Dude in Arizona got 50 grand for spending the night in jail over such. That was after he agreed to go home instead of jail after an  incident at a bar. Cop followed him home with his designated driver. Designated driver and drunk then left and went riding around and he flipped the cop off. You can have them by the gonads for this one.

----------


## Bergie Bergeron

Update?

----------


## Time for Change

> Imagine if you really had the gall to have been like "Oh I'm sorry, maybe you didn't understand me clearly....F*#& you."   haha only in a dream....


That can_ only_ be done if the stop is captured on video...
Why?

Because with a riotously funny stunt like that the cop's head would likely spin 360 and may just explode.

----------


## Truth-Bringer

A good video for everyone to be familiar with:

YouTube - BUSTED: The Citizen's Guide to Surviving Police Encounters

----------


## akihabro

What an elitist.

----------


## tylerfk

Sorry I've been MIA

I went to court on Feb. 5th

Got kidnapped and booked in the parish jail for 42 days and just got out yesterday...

----------


## phill4paul

> Sorry I've been MIA
> 
> I went to court on Feb. 5th
> 
> Got kidnapped and booked in the parish jail for 42 days and just got out yesterday...


  Good lord man.  What'd ya do?

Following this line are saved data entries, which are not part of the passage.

PR #384, opened 2020-03-04
Add scheduler_options to pass scheduler-specific parameters

### LINKED ISSUE #355: Specify a cluster scheduler listener port?
I'm trying to use dask-jobqueue on an SGE cluster, and by default our worker nodes cannot communicate back to the login node. The admins have set aside a small range of ports us to use for this, but I can't seem to specify a port/port range for the scheduler to listen on. I see with `dask.distributed`'s `LocalCluster`, you can specify the argument `scheduler_port`, but `SGECluster` does not seem to take the keyword (though it doesn't complain):

```
cluster = SGECluster(queue='short.q',
                     cores=10,
                     memory='20GB',
                     walltime='00:20:00',
                     scheduler_port=8804)
```
`cluster.scheduler` shows the scheduler still being assigned a random port (always around 40,000):

```
<Scheduler: "tcp://169.230.126.85:39008" processes: 0 cores: 0>
```

Is there a way to configure this?

Thanks.

### LINKED ISSUE #382: Using different interfaces for scheduler and workers
I am currently trying to setup a jobqueue cluster in a HPC environment in which available network interfaces on the compute nodes (where Dask workers live) and the login nodes (where the scheduler lives) are not the same.

Available network interfaces

* on the compute nodes there are `lo`, `ib0`, but no `ib1` and no `eth{0,1}`
* whereas on the login nodes there are `lo`, `ib1`, `eth0`, and `eth1`

Starting a jobqueue cluster with a basic workflow of

```python
import dask_jobqueue
import dask.distributed as dask_distributed
jobqueue_cluster = dask_jobqueue.SLURMCluster(cores=6, memory='24GB',
                                              project='esmtst', queue='devel',
                                              interface='ib0')
client = dask_distributed.Client(jobqueue_cluster)
jobqueue_cluster.scale(jobs=1)

```
causes the following error

```python-traceback
ValueError                                Traceback (most recent call last)
<ipython-input-2-b93ee7f2ce8e> in <module>
----> 1 jobqueue_cluster = dask_jobqueue.SLURMCluster(cores=6, memory='24GB',
      2                                               project='esmtst', queue='devel',
      3                                               interface='ib0')

/p/project/cesmtst/hoeflich1/miniconda3/envs/Dask-jobqueue_v2020.02.10/lib/python3.8/site-packages/dask_jobqueue/core.py in __init__(self, n_workers, job_cls, loop, security, silence_logs, name, asynchronous, interface, host, protocol, dashboard_address, config_name, **kwargs)
    446             worker["group"] = ["-" + str(i) for i in range(kwargs["processes"])]
    447
--> 448         self._dummy_job  # trigger property to ensure that the job is valid
    449
    450         super().__init__(

/p/project/cesmtst/hoeflich1/miniconda3/envs/Dask-jobqueue_v2020.02.10/lib/python3.8/site-packages/dask_jobqueue/core.py in _dummy_job(self)
    473         except AttributeError:
    474             address = "tcp://<insert-scheduler-address-here>:8786"
--> 475         return self.job_cls(
    476             address or "tcp://<insert-scheduler-address-here>:8786",
    477             name="name",

/p/project/cesmtst/hoeflich1/miniconda3/envs/Dask-jobqueue_v2020.02.10/lib/python3.8/site-packages/dask_jobqueue/slurm.py in __init__(self, queue, project, walltime, job_cpu, job_mem, job_extra, config_name, *args, **kwargs)
     39             job_extra = dask.config.get("jobqueue.%s.job-extra" % config_name)
     40
---> 41         super().__init__(*args, config_name=config_name, **kwargs)
     42
     43         header_lines = []

/p/project/cesmtst/hoeflich1/miniconda3/envs/Dask-jobqueue_v2020.02.10/lib/python3.8/site-packages/dask_jobqueue/core.py in __init__(self, scheduler, name, cores, memory, processes, nanny, interface, death_timeout, local_directory, extra, env_extra, header_skip, log_directory, shebang, python, job_name, config_name, **kwargs)
    195         if interface:
    196             extra = extra + ["--interface", interface]
--> 197             kwargs.setdefault("host", get_ip_interface(interface))
    198         else:
    199             kwargs.setdefault("host", "")

/p/project/cesmtst/hoeflich1/miniconda3/envs/Dask-jobqueue_v2020.02.10/lib/python3.8/site-packages/distributed/utils.py in get_ip_interface(ifname)
    181     if ifname not in net_if_addrs:
    182         allowed_ifnames = list(net_if_addrs.keys())
--> 183         raise ValueError(
    184             "{!r} is not a valid network interface. "
    185             "Valid network interfaces are: {}".format(ifname, allowed_ifnames)

ValueError: 'ib0' is not a valid network interface. Valid network interfaces are: ['lo', 'ib1', 'eth0', 'eth1']
```

Workaround as suggested in https://github.com/dask/dask-jobqueue/issues/207#issuecomment-566397581 doesn't work, because Dask distributed doesn't like interface and host to be set at the same time.

lesteve:
fix #355 (regression in 0.7 where `scheduler port` was ignored), fix #382 (different interfaces on scheduler and workers).

### DIFF
--- a/dask_jobqueue/core.py
+++ b/dask_jobqueue/core.py
@@ -69,8 +69,12 @@ cluster_parameters = """
         Whether or not to run this cluster object with the async/await syntax
     security : Security
         A dask.distributed security object if you're using TLS/SSL
-    dashboard_address : str or int
-        An address like ":8787" on which to host the Scheduler's dashboard
+    scheduler_options : dict
+        Used to pass additional arguments to Dask Scheduler. For example use
+        ``scheduler_options={'dasboard_address': ':12435'}`` to specify which
+        port the web dashboard should use or ``scheduler_options={'host': 'your-host'}``
+        to specify the host the Dask scheduler should run on. See
+        :class:`distributed.Scheduler` for more details.
 """.strip()
 
 
@@ -420,13 +424,15 @@ class JobQueueCluster(SpecCluster):
         silence_logs="error",
         name=None,
         asynchronous=False,
-        # Scheduler keywords
-        interface=None,
+        # Scheduler-only keywords
+        dashboard_address=None,
         host=None,
+        scheduler_options=None,
+        # Options for both scheduler and workers
+        interface=None,
         protocol="tcp://",
-        dashboard_address=":8787",
-        config_name=None,
         # Job keywords
+        config_name=None,
         **kwargs
     ):
         self.status = "created"
@@ -447,22 +453,47 @@ class JobQueueCluster(SpecCluster):
                 )
             )
 
+        if dashboard_address is not None:
+            raise ValueError(
+                "Please pass 'dashboard_address' through 'scheduler_options': use\n"
+                'cluster = {0}(..., scheduler_options={{"dashboard_address": ":12345"}}) rather than\n'
+                'cluster = {0}(..., dashboard_address="12435")'.format(
+                    self.__class__.__name__
+                )
+            )
+
+        if host is not None:
+            raise ValueError(
+                "Please pass 'host' through 'scheduler_options': use\n"
+                'cluster = {0}(..., scheduler_options={{"host": "your-host"}}) rather than\n'
+                'cluster = {0}(..., host="your-host")'.format(self.__class__.__name__)
+            )
+
         default_config_name = self.job_cls.default_config_name()
         if config_name is None:
             config_name = default_config_name
 
         if interface is None:
             interface = dask.config.get("jobqueue.%s.interface" % config_name)
+        if scheduler_options is None:
+            scheduler_options = {}
+
+        default_scheduler_options = {
+            "protocol": protocol,
+            "dashboard_address": ":8787",
+            "security": security,
+        }
+        # scheduler_options overrides parameters common to both workers and scheduler
+        scheduler_options = dict(default_scheduler_options, **scheduler_options)
+
+        # Use the same network interface as the workers if scheduler ip has not
+        # been set through scheduler_options via 'host' or 'interface'
+        if "host" not in scheduler_options and "interface" not in scheduler_options:
+            scheduler_options["interface"] = interface
 
         scheduler = {
             "cls": Scheduler,  # Use local scheduler for now
-            "options": {
-                "protocol": protocol,
-                "interface": interface,
-                "host": host,
-                "dashboard_address": dashboard_address,
-                "security": security,
-            },
+            "options": scheduler_options,
         }
 
         kwargs["config_name"] = config_name
--- a/dask_jobqueue/core.py
+++ b/dask_jobqueue/core.py
@@ -15,7 +15,7 @@ from dask.utils import ignoring
 from distributed.deploy.spec import ProcessInterface, SpecCluster
 from distributed.deploy.local import nprocesses_nthreads
 from distributed.scheduler import Scheduler
-from distributed.utils import format_bytes, parse_bytes, tmpfile, get_ip_interface
+from distributed.utils import format_bytes, parse_bytes, tmpfile
 
 logger = logging.getLogger(__name__)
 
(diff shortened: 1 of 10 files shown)


dask_jobqueue/core.py
```diff
@@ -447,22 +453,47 @@ def __init__(
                 )
             )
 
+        if dashboard_address is not None:
```
lesteve: Not allowing to pass `host` and `dashboard_address` is a breaking change. I guess it feels cleaner to be able to pass all the scheduler options through `scheduler_options`. Also if we keep `host` for example, you can pass different things at different levels, e.g. `host` + `interface` in `scheduler_options` which would make the error hard to make user-friendly (and/or the code a bit ugly).

If you think that's too harsh, I can make it a warning until the 0.8 release!

lesteve:
Maybe @willirath you could have a quick look if you are not too busy with other things?

dask_jobqueue/core.py
guillaumeeb: What feel's weird here is to keep the `host` and `dashboard_address` in the constructor kwargs, but thrown an exception when used. Maybe we should add some doc or comment, or simply remove them and catch them through `**kwargs` argument? Or else we should handle it and log a deprecation warning.

I'm not really familliar with Python best practices in this case.

dask_jobqueue/core.py
```diff
@@ -447,22 +453,47 @@ def __init__(
...
+            "dashboard_address": ":8787",
+            "security": security,
+        }
+        # scheduler_options overrides parameters common to both workers and scheduler
+        scheduler_options = dict(default_scheduler_options, **scheduler_options)
+
+        # Use the same network interface as the workers if scheduler ip has not
+        # been set through scheduler_options via 'host' or 'interface'
+        if "host" not in scheduler_options and "interface" not in scheduler_options:
+            scheduler_options["interface"] = interface
```
guillaumeeb: Should'nt we just put interface in the `default_scheduler_options`? Won't it be overriden if defined in the `scheduler_options`?

Or is this because of a problem in distributed if host and interface do not match?

dask_jobqueue/core.py
lesteve: I can see two solutions:
1. raise an informative error if people are using `host` or `dasboard_address` to tell them to pass this through `scheduler_options`. What I had in mind was to have this user-friendly error in 0.7.1 and remove `host` and `dashboard_address` in 0.8.
2. warn if people are using `host` or `dashboard_address` telling them that this will not be supported in 0.8 and then combine them with `scheduler_options` to do the right thing.

I tend to think 1. is easier because you don't need the combining logic between `host` `dashboard_address` and `scheduler_options` which can be tricky. For example, if you use `host` and use `scheduler_options={'interface': eth0}` which one should have the priority and should we raise an error in this case.

Also my feeling is that people ignore warnings until it breaks so that 2. is not that helpful for users in the end.

> I'm not really familliar with Python best practices in this case.

It completely depends on the project. For example, in scikit-learn we have a strong backward-compatibility policy: we would have warnings for two major releases before we can break user code. I feel in `dask-jobqueue` we can afford to be less conservative.

dask_jobqueue/core.py
lesteve: I should probably test this edge case indeed. My line of reasoning is like this (as I tried to explain in the comment):
- `interface` parameter applies primarily to workers. It should apply to the scheduler only if the scheduler IP is not already set by either `host` or `interface` in the `scheduler_options` dict.

dask_jobqueue/core.py
```diff
@@ -202,9 +206,6 @@ def __init__(
 
         if interface:
             extra = extra + ["--interface", interface]
-            kwargs.setdefault("host", get_ip_interface(interface))
```
lesteve: After having looked a bit more in details, I am reasonably sure that `host` in kwargs is not used at all, i.e. this is another manifestation of #386. 

This code was introduced in https://github.com/dask/dask-jobqueue/pull/135. At that time the `kwargs` were passed to `LocalCluster`. Nowadays the kwargs are passed to the `job_cls`. This does not make any sense to pass `host=something` to the worker arguments where `something` is computed where on the node the scheduler runs (similar comment as https://github.com/dask/dask-jobqueue/issues/382#issuecomment-596915307) ...

lesteve:
I think this one should be ready to merge, if someone has some spare time to look at it, this would be much appreciated!

If I don't hear back, I plan to merge this one in a few days.

lesteve:
OK I am going to merge this one, do feel free to comment on this PR (even after the fact) if you have some improvements to suggest!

Flip off the judge?

  Reminds me of my friend that got a speeding ticket and on exiting the court room began singing... 

  (To the tune of the Mickey Mouse Club Theme song)

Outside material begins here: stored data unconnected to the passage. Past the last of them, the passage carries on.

PR #388, opened 2020-03-05
Switch to use_stdin=True by default for LSFCluster.

### LINKED ISSUE #372: Switch to use_stdin=True by default in LSFCluster
This was discussed in https://github.com/dask/dask-jobqueue/pull/360#issuecomment-547937121, and other places for example https://github.com/dask/dask-jobqueue/issues/328#issuecomment-542486173.

The summary is:
- use_stdin=False does `bsub job_script` rather than `bsub < job_script`
- `use_stdin=False` was decided based on using `dask-jobqueue` on Summit (part of #307). This does not seem to be representative of other LSF clusters.
- at one point, we thought this was related to LSF 10 but actually not since `bsub < job_script` is mentioned in https://www.ibm.com/support/knowledgecenter/en/SSWRJV_10.1.0/lsf_command_ref/bsub.zz1argument.command.1.html (search for "bsub <" to find the exact place it is mentioned)

lesteve:
Fix #372.

cc @d-v-b, @stuarteberg.

Note: this kind of config file defaults change, needs an action from the user, either:
- edit `jobqueue.yaml` by hand
- delete `jobqueue.yaml` if you have nothing useful there and it will be recreated from scratch with the new defaults

I believe this is good enough but let me know if you have any comments.

### DIFF
--- a/dask_jobqueue/jobqueue.yaml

  F-U-C...K-E-D, A-G-A-I-N..$#@!ed again, I'm $#@!ed again.

----------


## ghengis86

> Sorry I've been MIA
> 
> I went to court on Feb. 5th
> 
> Got kidnapped and booked in the parish jail for 42 days and just got out yesterday...


bump for story. in the meantime, let's all take a stab at what Tylet did to get thrown in the clink.  I'll go first.

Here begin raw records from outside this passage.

Issue #186, opened 2018-10-30
ClusterManager: Reflexion on how to start a remote Scheduler


guillaumeeb:
One of the goal of ClusterManager object is to be able to launch a remote scheduler. In dask-jobqueue scope, this probably means submitting a job which will start a Scheduler, and then connect to it.

We probably still lacks some remote interface between ClusterManager and scheduler object for this to work, so it will probably mean to extend APIs upstream.

Identified Scheduler method to provide:

- retire_workers(n, minimum, key)
- scheduler_info(), already existing, see if sufficient,
- add_diagnostic_plugin(), and mostly retrive plugin information remotely

I suspect that adaptive will need to change significantly too, this will maybe lead to having a transitional adaptive logic in dask-jobqueue, and other remote function to add in scheduler.

This is in the scope of #170.

guillaumeeb:
With #306 we've got a lot of what is needed to start a Scheduler in a dedicated batch job. 

I also believe we've got all what is needed in Distributed side too, as dask-kubernetes don't use a LocalCluster anymore, see https://github.com/dask/dask-kubernetes/pull/162.

mrocklin:
Yes, everything should be set up.  We probably need to abstract out the
FooJob classes to split between scheduler and workers.  All of the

Got into it with the Judge and to 'send a message' he held Tyler in contempt of court for 42 of the maximum 60 days possible.

Any other ides?

----------


## squarepusher

whaat???

----------


## DAFTEK

> Sorry I've been MIA
> 
> I went to court on Feb. 5th
> 
> Got kidnapped and booked in the parish jail for 42 days and just got out yesterday...

----------


## KCIndy

> bump for story. in the meantime, let's all take a stab at what Tylet did to get thrown in the clink.  I'll go first.
> 
> Got into it with the Judge and to 'send a message' he held Tyler in contempt of court for 42 of the maximum 60 days possible.
> 
> Any other ides?



Well, here's my guess:

(And Tyler, if you're reading this, I'm not knocking you - it sounds to me like you had a nasty run in with a cop who shouldn't have the badge.  This is just my guess as to what may have happened.)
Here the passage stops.